同じように見える間取りの家でも、キッチンのレイアウトが異なるだけで、印象は極端に変わることも少なくありません。
言い換えると、そこに素敵なアイデアを盛り込むことで、住まい全体がワンランク上の空間になるということです。
それほど難しい話ではないので、大まかなコツを把握しておくと良いでしょう。
コツの中心になるのは、台所を独立したスペースにしないことです。
調理は女の仕事であり、裏方としてこなすのが当たり前と言われた時代もありました。
とても酷い話ですが、古い家の中にはそのコンセプトに基づいて建てられているものも多いです。
夫は居間でくつろぎ、その間に妻はせっせとご飯を作っていたというわけです。
完全な時代遅れであり、そのような家には真の安息は訪れません。
料理を一つのイベントと見なし、家族みんなで取り組むようなスタンスが必要です。
それを実践するには、できるだけダイニングとの動線をスッキリさせることが欠かせません。
よくある失敗として、大きな冷蔵庫を出入口付近に置くことが挙げられます。
家族が飲み物などを取りにくる際、そちらの方が手っ取り早く済ませられるからです。
しかし、出入口に圧迫感が出ると、空間的に遮断されているような感覚になります。
誰かが冷蔵の扉を開けていると、人が通りにくくなることも問題の一つです。
このようなデメリットがあるので、冷蔵庫などの大きなものを出入口付近に配置するのは良くありません。

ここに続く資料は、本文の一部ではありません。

PR #7122, opened 2017-08-14
Immediately complete no-op animations

tschaub:
Currently, if you call `view.animate()` with properties that imply no view change, the view stays "animating" for the duration of the animation.  This means that no tiles load for the default case.  Instead, this no-op animation should immediately complete (and any others in the series should start).

### DIFF
--- a/src/ol/view.js
+++ b/src/ol/view.js
@@ -302,7 +302,14 @@ ol.View.prototype.animate = function(var_args) {
     }
 
     animation.callback = callback;
-    start += animation.duration;
+
+    // check if animation is a no-op
+    if (ol.View.isNoopAnimation(animation)) {
+      animation.complete = true;
+      // we still push it onto the series for callback handling
+    } else {
+      start += animation.duration;
+    }
     series.push(animation);
   }
   this.animations_.push(series);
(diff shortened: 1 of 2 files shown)


src/ol/view.js
```diff
@@ -1158,3 +1165,27 @@ ol.View.createRotationConstraint_ = function(options) {
...
+
+
+/**
+ * Determine if an animation involves no view change.
+ * @param {ol.ViewAnimation} animation The animation.
+ * @return {boolean} The animation involves no view change.
+ */
+ol.View.isNoopAnimation = function(animation) {
+  if (animation.sourceCenter) {
+    if (animation.sourceCenter[0] !== animation.targetCenter[0]) {
```
fredj: use `ol.coordinate.equals` ?

tschaub: Added in 7f0c8fe89961fe75d60ed4abd536ffb178c23e7c.

test/spec/ol/view.test.js
```diff
@@ -613,7 +642,7 @@ describe('ol.View', function() {
       expect(view.getHints()[ol.ViewHint.ANIMATING]).to.be(2);
 
       view.animate({
-        rotate: Math.PI,
+        rotation: Math.PI,
```
tschaub: This (and same below) was a typo in the test.  We were creating no-op animations (`rotate`) is not an animation property and asserting that the view was actually animating.  With the new no-op checking, these tests failed.  With the proper spelling of `rotation`, the tests pass again.

PR #7125, opened 2017-08-14
Do not try to render error tiles from VectorTile source

ahocevar:
Currently, vector tiles will render even when some of their source tiles failed to load. This allows tile loaders to re-request these tiles, and the will render fine the next time they need to be rendered. But the attempt to render them will fail, because error tiles will e.g. return null on '#getProjection'. This change makes it so these error tiles are just skipped.


ahocevar:
I'll spend a bit more time on this to make sure that source tiles that were loaded again after an error trigger a re-render.

ahocevar:
This is now ready for review.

とはいえ、自由に置き場所を決められるほど広くないというケースもあるでしょう。
その場合は台所も形状を考慮したうえで配置することが必要になります。
日本の家屋で伝統的に多いのは細長いタイプです。
このような形状だと、必然的に横に並べる形になってしまいます。
この場合は出入口だけでなく、すべてのスペースにおいて圧迫感が出やすいです。
吊り下げタイプのワゴンにするなど、いくらでも収納を増やす工夫の余地はあるでしょう。
しかし、吊り下げタイプであっても、圧迫感を大きくする要因になることを忘れてはいけません。
前方と後方の両方に吊り下げワゴンを設ける人もいますが、頭上が極端に窮屈な環境になってしまいます。
ですから、目線の配置だけで判断しないことも大事なコツの一つです。
いったん台所から出て、全体を見渡せる状態でチェックすると良いでしょう。
その時点で狭そうと感じるなら、実際にそこに入るとより圧迫感が強くなります。
その他のコツとして、オープンキッチンにおけるカウンターへの配慮が挙げられます。
その前にシンクがある程度なら構いませんが、他のものを置いてしまうと活用しにくいです。
たとえば後付けの食器洗い乾燥機を置くと、料理などの受け渡しに支障が出ることになります。
視線も遮られてしまい、料理中に家族のだんらんが見ない場合もあるでしょう。
このように多様な面でリスクが発生するので、レイアウトには十分に気を使う必要があります。
足元に置く程度なら構わないという考え方もありますが、そのスペースを使用する人にとってはストレス源です。
一時的な置き場所にするなら大丈夫ですが、そうでないなら早急に配置を見直すのが得策です。
最も重要なのは料理を担当する人の動線であり、それを妨げるレイアウトはどこかに不備あります。
理想的といえるレベルに仕上げるには、リビングやダイニングへの空間的な連なりを意識しなければなりません。